> _Source information_:
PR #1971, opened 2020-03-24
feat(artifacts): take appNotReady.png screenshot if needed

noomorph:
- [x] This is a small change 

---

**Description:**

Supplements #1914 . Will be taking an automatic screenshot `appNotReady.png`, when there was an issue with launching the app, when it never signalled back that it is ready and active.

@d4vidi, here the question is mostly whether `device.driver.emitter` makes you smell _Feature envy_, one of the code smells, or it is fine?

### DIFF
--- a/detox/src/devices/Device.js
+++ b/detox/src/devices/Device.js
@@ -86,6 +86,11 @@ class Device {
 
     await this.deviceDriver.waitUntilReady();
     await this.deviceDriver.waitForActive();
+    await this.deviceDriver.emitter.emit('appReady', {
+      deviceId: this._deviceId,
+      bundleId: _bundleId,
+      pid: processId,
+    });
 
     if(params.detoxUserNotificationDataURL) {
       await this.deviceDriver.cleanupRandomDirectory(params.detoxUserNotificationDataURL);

> _What is being asked_: Retype the whole listing above exactly.

> _Result for this task_:
PR #1971, opened 2020-03-24
feat(artifacts): take appNotReady.png screenshot if needed

noomorph:
- [x] This is a small change 

---

**Description:**

Supplements #1914 . Will be taking an automatic screenshot `appNotReady.png`, when there was an issue with launching the app, when it never signalled back that it is ready and active.

@d4vidi, here the question is mostly whether `device.driver.emitter` makes you smell _Feature envy_, one of the code smells, or it is fine?

### DIFF
--- a/detox/src/devices/Device.js
+++ b/detox/src/devices/Device.js
@@ -86,6 +86,11 @@ class Device {
 
     await this.deviceDriver.waitUntilReady();
     await this.deviceDriver.waitForActive();
+    await this.deviceDriver.emitter.emit('appReady', {
+      deviceId: this._deviceId,
+      bundleId: _bundleId,
+      pid: processId,
+    });
 
     if(params.detoxUserNotificationDataURL) {
       await this.deviceDriver.cleanupRandomDirectory(params.detoxUserNotificationDataURL);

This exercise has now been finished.